* _What the task requires_:
After locating the line with "APErebus, line 7: this", reproduce that line and every one following it exactly, up to the end of the entries.
>>>
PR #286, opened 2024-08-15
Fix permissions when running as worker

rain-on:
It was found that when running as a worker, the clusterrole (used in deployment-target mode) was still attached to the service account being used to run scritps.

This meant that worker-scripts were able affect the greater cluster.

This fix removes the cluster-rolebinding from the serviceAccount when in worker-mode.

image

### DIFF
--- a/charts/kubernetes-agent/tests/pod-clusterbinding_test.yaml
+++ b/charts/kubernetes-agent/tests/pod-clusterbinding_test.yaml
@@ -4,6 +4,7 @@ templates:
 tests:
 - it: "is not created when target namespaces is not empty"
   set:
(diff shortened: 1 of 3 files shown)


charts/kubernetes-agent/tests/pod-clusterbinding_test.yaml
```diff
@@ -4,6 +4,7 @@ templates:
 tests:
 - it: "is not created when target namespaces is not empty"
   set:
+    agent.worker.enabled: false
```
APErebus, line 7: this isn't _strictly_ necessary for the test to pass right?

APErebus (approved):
<<<
* _Solution for this task_:
APErebus, line 7: this isn't _strictly_ necessary for the test to pass right?

APErebus (approved):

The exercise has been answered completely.